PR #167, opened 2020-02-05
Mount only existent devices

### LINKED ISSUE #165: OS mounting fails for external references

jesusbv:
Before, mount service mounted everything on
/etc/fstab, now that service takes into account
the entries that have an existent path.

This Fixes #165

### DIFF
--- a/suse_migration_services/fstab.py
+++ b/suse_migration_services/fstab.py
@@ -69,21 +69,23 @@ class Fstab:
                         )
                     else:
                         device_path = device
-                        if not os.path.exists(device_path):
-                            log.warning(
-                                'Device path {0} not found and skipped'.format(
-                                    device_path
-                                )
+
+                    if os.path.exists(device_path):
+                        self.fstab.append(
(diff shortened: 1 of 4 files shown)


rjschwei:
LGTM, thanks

===============

[GOAL OF THE EXERCISE]:
Find the word "that" in the entries, and copy every line it shows up in.

[COMPLETED EXERCISE]:
/etc/fstab, now that service takes into account
the entries that have an existent path.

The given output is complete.